Winnipeg rabbi returns home

Rabbi Kliel Rose of Synagogue Etz Chayim in Winnipeg.

Rabbi Kliel Rose, the newly appointed spiritual leader of Congregation Etz Chayim in Winnipeg, has strong local roots.

The son and brother of rabbis, Rabbi Rose grew up in Winnipeg and is happy to be back leading the congregation with which his parents, Rabbi Neal and Carol Rose, also have long and ongoing ties. (The senior Roses lead an annual alternative Yom Tov service in the synagogue’s lower level.)

Congregation Etz Chayim is the younger Rabbi Rose’s fourth pulpit. In 2014, he was honoured with the Human Rights Hero Award by Truah: The Rabbinic Call for Human Rights. He was most recently chosen to be among 20 rabbis from different denominations to train in the Clergy Leadership Incubator – a two-year program run by Rabbi Sidney Schwarz that’s intended to educate younger rabbis in innovative thinking, change management and institutional transformation.

Asked how he feels about being back in Winnipeg, Rabbi Rose says that he is “overjoyed.”
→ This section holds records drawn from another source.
PR #5307, opened 2019-01-01
Add id_thumb index to Attachments

albertlast:
In some statement is id_thumb part of where or join,
on bigger setup this type of query get very very slow: https://www.simplemachines.org/community/index.php?topic=564301.0

This pr fix this issue for 2.1

Since my target is that smf 2.1 is well designed for bigger setup,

“On a personal level,” he adds, “it has been somewhat surreal bumping into people – people who played a significant role in my life when I was growing up – whom I haven’t seen in 30 years.”

He credits his parents with being tremendous role models. “They are a dynamic team,” he says, “but they never pushed any of us (Rose is the middle child in a family of four brothers and one sister) in any particular direction. They were really nurturing. They were OK with anything we decided, as long as we were passionate about it.”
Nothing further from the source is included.